Starting at the line that holds "- changing the logo.", transcribe every line to the end of the data exactly; include no other lines.
═══ Data excerpts
Issue #264, opened 2023-07-18
Rework the network dropdown


Tbaut:
With the growing amount of parachains being supported, the simple dropdown for networks will soon not suffice.
I propose to switch from a simple select, to something more advanced. for instance what Polkassembly is proposing:
![image](https://github.com/ChainSafe/Multix/assets/33178835/da63b2ce-9216-4e37-971a-1874215b5df2)

Or subscan with a button and Modal:
![image](https://github.com/ChainSafe/Multix/assets/33178835/d9f82789-fe76-4c5d-8592-6aa77e4a3541)

Tbaut:
Also adding to this, there's this annoyance in the current dropdown, noticed by a user
> the clickable area is only the icon and text, not including the margin

https://github.com/ChainSafe/Multix/assets/33178835/2d8e03e0-8847-421e-bdc0-90e423f836b6

asnaith:
Let's include improving this too? 

<img width="224" alt="CleanShot 2023-08-18 at 09 44 45@2x" src="https://github.com/ChainSafe/Multix/assets/3982665/0cae48ac-3290-488e-9f47-a42b2caa9815">

<img width="195" alt="CleanShot 2023-08-18 at 09 45 11@2x" src="https://github.com/ChainSafe/Multix/assets/3982665/aeab52ad-5429-4dea-a97f-aac7b0ac061a">

Tbaut:
Sure

Lykhoyda:
Make sure that the menu fits for the range of screens 900 < 1078 and the menu items are aligned in one line

<img width="469" alt="Screenshot 2023-09-26 at 12 49 58" src="https://github.com/ChainSafe/Multix/assets/8141917/78792e88-7886-415b-9096-4ec5d3160eda">

Tbaut:
The selector can be very small, just the icon even such as https://www.figma.com/file/4dQC9kxf5uxCrAjpkzAK0D/Multix?node-id=210%3A7442&mode=dev so that we leave space for the rest.
![image](https://github.com/ChainSafe/Multix/assets/33178835/dcf1ab72-9e78-401a-9fe7-2df633ceab7b)

PR #366, opened 2023-09-26
Update Header styles

### LINKED ISSUE #260: Menu bar style colors change
We want to come close to this
image

Figma: https://www.figma.com/file/4dQC9kxf5uxCrAjpkzAK0D/Multix?node-id=839%3A27689&mode=dev

This is for:
- changing the logo. Use this: 
MULTIX_LOGO_FULL_BLUE_1200px
- changing the font weigth of the menu
- changing the background for the right gray

Lykhoyda:
Closes #260 

- Updated navbar background
- logo update
- fix navbar elements to jump to the next line
- fix colors, hover
- renamed Header component

updates:
- Fixed the gray background color of the page
- Logo color
- Watch the account navigation link for ConnectOrWatch component


Tbaut (changes requested):
- The background of the main app is `#FAFCFD` afaics from the design. Only the menu (and some components are `#fff` or `white` also on this, it's quite rare in design to use pure white/black. Let me catch up on that with Cindy. In the mean time, we can use white/black cf https://graphicdesign.stackexchange.com/questions/25356/why-not-use-pure-black-000-and-pure-white-fff

- Some elements like a loader are invisible now, there's a loader there usually. I believe it is https://github.com/ChainSafe/Multix/blob/ec101c7dfebe29a2c30e78b84f11ee094feac17e/packages/ui/src/components/select/MultiProxySelection.tsx#L152
image


- Having a scrollbar and the dropdown for Networks cut is worse than having the menu on 2 lines IMHO. We should implement this only after https://github.com/ChainSafe/Multix/issues/264

image

- Let's try not to use `black` or `white` in the code directly, and rather use the theme.palette colors so that we can change them quickly.

Lykhoyda:
> * The background of the main app is `#FAFCFD` afaics from the design. Only the menu (and some components are `#fff` or `white` also on this, it's quite rare in design to use pure white/black. Let me catch up on that with Cindy. In the mean time, we can use white/black cf https://graphicdesign.stackexchange.com/questions/25356/why-not-use-pure-black-000-and-pure-white-fff
> * Some elements like a loader are invisible now, there's a loader there usually. I believe it is https://github.com/ChainSafe/Multix/blob/ec101c7dfebe29a2c30e78b84f11ee094feac17e/packages/ui/src/components/select/MultiProxySelection.tsx#L152
>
══════
**Written solution**:
- changing the logo. Use this: 
MULTIX_LOGO_FULL_BLUE_1200px
- changing the font weigth of the menu
- changing the background for the right gray

Lykhoyda:
Closes #260 

- Updated navbar background
- logo update
- fix navbar elements to jump to the next line
- fix colors, hover
- renamed Header component

updates:
- Fixed the gray background color of the page
- Logo color
- Watch the account navigation link for ConnectOrWatch component


Tbaut (changes requested):
- The background of the main app is `#FAFCFD` afaics from the design. Only the menu (and some components are `#fff` or `white` also on this, it's quite rare in design to use pure white/black. Let me catch up on that with Cindy. In the mean time, we can use white/black cf https://graphicdesign.stackexchange.com/questions/25356/why-not-use-pure-black-000-and-pure-white-fff

- Some elements like a loader are invisible now, there's a loader there usually. I believe it is https://github.com/ChainSafe/Multix/blob/ec101c7dfebe29a2c30e78b84f11ee094feac17e/packages/ui/src/components/select/MultiProxySelection.tsx#L152
image


- Having a scrollbar and the dropdown for Networks cut is worse than having the menu on 2 lines IMHO. We should implement this only after https://github.com/ChainSafe/Multix/issues/264

image

- Let's try not to use `black` or `white` in the code directly, and rather use the theme.palette colors so that we can change them quickly.

Lykhoyda:
> * The background of the main app is `#FAFCFD` afaics from the design. Only the menu (and some components are `#fff` or `white` also on this, it's quite rare in design to use pure white/black. Let me catch up on that with Cindy. In the mean time, we can use white/black cf https://graphicdesign.stackexchange.com/questions/25356/why-not-use-pure-black-000-and-pure-white-fff
> * Some elements like a loader are invisible now, there's a loader there usually. I believe it is https://github.com/ChainSafe/Multix/blob/ec101c7dfebe29a2c30e78b84f11ee094feac17e/packages/ui/src/components/select/MultiProxySelection.tsx#L152
>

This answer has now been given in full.